» **PROBLEM REQUIREMENTS**
Within the records below, find each line that holds the string "implement", then copy it.

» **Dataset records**

- - -

PR #2, opened 2015-06-10
Remove brod module reference; it does not implement correct functions

dizzyd:
As it stands, the brod module does not actually implement the start function required when one does something like:

application:start(brod).


id:
Thanks for the patch!

PR #3, opened 2015-06-30
Rename start_* to start_link_* in brod's api

complex64:
Let the API reflect the semantics of starting a producer and consumer process: The OTP libraries offer both `start` and `start_link`, let us mimic its interface and follow the principle of least surprise.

- - -

» **RESPONSE TO THE EXERCISE**
Remove brod module reference; it does not implement correct functions
As it stands, the brod module does not actually implement the start function required when one does something like:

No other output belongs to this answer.